TASK PROMPT | Check the listing below line by line and report how many lines hold "Hounfour", with no other words.

PROVIDED DATA |

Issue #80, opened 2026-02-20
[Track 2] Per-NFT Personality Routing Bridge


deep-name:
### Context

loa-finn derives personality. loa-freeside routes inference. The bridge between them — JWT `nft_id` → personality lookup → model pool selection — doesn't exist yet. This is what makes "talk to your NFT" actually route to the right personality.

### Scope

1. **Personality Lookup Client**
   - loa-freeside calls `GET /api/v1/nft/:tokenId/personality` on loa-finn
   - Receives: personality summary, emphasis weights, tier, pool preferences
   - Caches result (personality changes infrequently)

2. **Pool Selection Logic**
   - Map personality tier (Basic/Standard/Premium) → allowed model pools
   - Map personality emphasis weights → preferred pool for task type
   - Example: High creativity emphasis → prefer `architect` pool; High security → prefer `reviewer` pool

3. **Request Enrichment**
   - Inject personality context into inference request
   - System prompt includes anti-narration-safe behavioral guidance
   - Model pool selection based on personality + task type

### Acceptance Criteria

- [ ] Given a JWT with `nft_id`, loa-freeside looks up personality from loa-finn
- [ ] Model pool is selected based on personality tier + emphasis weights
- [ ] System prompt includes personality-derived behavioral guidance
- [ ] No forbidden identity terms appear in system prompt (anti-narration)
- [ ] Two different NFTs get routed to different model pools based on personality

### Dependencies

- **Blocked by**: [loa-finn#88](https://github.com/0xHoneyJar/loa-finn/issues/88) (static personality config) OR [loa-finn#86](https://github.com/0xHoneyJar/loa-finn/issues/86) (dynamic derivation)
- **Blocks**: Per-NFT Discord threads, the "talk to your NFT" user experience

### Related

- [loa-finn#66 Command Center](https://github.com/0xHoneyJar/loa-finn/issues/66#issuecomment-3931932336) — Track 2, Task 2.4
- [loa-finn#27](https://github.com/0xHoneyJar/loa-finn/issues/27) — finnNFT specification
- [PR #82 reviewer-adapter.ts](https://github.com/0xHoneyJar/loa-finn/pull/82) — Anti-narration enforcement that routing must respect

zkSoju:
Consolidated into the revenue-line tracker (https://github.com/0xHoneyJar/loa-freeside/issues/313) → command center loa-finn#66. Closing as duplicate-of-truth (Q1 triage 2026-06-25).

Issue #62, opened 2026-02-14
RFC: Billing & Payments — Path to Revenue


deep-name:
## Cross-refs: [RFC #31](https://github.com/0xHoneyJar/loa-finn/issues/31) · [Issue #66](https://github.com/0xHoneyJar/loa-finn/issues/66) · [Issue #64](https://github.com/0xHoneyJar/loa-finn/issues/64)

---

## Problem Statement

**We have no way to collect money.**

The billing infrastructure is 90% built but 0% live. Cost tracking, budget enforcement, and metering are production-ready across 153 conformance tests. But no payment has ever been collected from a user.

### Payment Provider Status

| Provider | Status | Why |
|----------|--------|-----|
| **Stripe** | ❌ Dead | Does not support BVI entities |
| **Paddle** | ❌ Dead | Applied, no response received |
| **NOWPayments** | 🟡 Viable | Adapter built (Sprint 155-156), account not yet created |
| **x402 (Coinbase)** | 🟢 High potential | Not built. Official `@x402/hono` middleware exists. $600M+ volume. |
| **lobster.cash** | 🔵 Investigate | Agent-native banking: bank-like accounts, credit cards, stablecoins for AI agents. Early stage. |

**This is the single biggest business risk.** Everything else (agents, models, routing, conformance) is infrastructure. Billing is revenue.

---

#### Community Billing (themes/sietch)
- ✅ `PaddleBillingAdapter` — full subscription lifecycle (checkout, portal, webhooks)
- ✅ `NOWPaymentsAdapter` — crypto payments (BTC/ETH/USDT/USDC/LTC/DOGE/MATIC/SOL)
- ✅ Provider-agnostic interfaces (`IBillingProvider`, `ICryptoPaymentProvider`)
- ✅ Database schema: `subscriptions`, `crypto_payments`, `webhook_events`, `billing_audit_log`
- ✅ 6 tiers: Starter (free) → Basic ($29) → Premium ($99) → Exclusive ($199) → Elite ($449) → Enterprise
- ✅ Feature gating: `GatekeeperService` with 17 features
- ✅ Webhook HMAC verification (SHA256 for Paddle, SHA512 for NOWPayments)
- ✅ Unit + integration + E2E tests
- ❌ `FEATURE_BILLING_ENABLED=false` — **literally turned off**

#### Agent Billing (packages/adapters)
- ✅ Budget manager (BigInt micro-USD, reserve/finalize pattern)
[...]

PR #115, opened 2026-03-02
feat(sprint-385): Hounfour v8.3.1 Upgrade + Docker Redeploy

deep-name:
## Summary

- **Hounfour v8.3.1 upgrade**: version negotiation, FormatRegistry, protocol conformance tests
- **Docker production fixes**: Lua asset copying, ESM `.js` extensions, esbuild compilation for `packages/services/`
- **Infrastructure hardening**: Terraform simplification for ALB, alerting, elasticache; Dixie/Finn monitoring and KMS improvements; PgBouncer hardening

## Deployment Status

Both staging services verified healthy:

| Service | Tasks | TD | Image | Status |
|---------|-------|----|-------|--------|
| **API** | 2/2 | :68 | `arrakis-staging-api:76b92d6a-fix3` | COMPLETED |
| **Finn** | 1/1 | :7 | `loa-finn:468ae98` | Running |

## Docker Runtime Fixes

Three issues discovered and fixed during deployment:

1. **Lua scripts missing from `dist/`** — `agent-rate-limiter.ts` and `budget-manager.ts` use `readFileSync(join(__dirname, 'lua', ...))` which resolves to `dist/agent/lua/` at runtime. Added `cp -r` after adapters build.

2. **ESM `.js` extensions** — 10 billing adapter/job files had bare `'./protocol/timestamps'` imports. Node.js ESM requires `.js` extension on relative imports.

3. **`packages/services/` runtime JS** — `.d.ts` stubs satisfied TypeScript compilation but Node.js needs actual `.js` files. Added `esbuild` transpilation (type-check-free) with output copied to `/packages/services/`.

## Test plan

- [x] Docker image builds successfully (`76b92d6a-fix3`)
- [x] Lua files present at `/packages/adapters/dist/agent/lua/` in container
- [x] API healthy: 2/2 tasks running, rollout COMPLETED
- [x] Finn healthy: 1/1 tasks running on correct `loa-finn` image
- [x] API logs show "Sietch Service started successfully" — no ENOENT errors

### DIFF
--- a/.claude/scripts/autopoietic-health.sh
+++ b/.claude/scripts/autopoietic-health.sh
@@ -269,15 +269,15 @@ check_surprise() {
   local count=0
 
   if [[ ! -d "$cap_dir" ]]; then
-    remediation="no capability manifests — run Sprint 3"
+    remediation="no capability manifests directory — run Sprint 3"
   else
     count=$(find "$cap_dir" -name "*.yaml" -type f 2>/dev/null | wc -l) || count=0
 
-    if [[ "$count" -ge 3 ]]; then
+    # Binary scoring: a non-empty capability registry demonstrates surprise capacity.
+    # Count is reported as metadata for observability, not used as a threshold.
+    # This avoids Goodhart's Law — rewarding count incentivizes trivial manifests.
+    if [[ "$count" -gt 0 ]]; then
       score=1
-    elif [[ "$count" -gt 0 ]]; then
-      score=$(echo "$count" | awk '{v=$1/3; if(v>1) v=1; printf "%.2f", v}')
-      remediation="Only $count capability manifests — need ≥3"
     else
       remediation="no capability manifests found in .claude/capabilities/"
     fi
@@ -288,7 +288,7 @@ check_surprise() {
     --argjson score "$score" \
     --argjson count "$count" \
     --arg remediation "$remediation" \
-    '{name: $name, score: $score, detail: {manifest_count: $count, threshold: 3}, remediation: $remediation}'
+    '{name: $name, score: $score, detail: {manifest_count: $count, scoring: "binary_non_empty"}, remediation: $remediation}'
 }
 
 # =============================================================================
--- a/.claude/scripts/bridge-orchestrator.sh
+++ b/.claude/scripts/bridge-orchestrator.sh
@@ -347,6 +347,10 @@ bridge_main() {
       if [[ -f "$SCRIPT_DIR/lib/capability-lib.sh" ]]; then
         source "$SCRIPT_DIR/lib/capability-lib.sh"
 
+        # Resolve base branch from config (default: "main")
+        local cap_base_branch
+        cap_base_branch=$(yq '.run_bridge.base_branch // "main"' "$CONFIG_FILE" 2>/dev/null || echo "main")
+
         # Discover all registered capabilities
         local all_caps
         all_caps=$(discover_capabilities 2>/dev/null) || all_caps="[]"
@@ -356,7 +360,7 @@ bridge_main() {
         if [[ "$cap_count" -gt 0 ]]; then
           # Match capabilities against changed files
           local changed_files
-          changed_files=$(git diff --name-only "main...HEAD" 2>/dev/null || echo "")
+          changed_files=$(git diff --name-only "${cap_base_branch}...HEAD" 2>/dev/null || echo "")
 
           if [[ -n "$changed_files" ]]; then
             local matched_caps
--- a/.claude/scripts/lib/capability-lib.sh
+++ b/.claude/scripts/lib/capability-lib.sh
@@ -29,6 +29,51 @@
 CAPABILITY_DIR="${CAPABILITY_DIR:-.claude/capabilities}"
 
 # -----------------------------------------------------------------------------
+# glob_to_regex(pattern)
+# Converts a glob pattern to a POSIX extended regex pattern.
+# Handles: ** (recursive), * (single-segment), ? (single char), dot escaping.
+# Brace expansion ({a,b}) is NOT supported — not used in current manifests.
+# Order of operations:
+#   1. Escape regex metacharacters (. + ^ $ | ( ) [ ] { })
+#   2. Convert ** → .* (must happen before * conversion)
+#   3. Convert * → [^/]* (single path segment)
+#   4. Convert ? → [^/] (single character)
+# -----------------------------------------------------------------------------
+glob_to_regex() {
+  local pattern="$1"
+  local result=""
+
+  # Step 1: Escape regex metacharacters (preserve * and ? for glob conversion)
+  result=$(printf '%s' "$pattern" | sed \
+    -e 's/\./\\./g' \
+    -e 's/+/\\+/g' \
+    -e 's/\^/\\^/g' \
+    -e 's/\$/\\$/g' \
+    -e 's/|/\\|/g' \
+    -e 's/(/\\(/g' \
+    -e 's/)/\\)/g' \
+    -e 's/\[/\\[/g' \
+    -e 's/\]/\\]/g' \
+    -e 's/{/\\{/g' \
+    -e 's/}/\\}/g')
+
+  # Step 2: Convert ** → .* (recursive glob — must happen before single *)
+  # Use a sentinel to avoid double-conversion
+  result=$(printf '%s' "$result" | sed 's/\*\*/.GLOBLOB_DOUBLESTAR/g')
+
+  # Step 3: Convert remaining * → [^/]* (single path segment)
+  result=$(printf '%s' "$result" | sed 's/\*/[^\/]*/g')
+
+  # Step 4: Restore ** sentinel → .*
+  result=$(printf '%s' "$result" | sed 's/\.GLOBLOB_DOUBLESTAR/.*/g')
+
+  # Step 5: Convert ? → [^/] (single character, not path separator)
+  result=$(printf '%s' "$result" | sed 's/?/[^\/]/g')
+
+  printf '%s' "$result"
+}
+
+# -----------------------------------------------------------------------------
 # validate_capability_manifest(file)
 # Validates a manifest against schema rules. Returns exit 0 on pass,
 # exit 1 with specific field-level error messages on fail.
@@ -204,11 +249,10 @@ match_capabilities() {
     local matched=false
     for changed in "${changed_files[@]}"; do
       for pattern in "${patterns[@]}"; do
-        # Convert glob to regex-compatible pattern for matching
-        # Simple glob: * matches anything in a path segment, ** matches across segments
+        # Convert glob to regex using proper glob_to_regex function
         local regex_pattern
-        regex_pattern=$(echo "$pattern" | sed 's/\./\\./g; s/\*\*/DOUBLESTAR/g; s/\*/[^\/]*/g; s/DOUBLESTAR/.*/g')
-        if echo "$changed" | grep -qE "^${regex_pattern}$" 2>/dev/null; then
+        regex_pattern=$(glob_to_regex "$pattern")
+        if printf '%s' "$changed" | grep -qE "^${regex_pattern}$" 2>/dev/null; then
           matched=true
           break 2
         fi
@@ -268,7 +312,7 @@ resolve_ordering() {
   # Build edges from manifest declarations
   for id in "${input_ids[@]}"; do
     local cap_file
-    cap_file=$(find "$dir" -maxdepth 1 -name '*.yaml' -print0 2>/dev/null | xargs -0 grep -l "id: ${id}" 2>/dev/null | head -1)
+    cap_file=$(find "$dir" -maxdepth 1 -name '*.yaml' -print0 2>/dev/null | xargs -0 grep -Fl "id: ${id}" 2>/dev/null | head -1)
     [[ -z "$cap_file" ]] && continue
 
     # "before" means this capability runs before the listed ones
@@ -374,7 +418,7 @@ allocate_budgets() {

REPLY | 2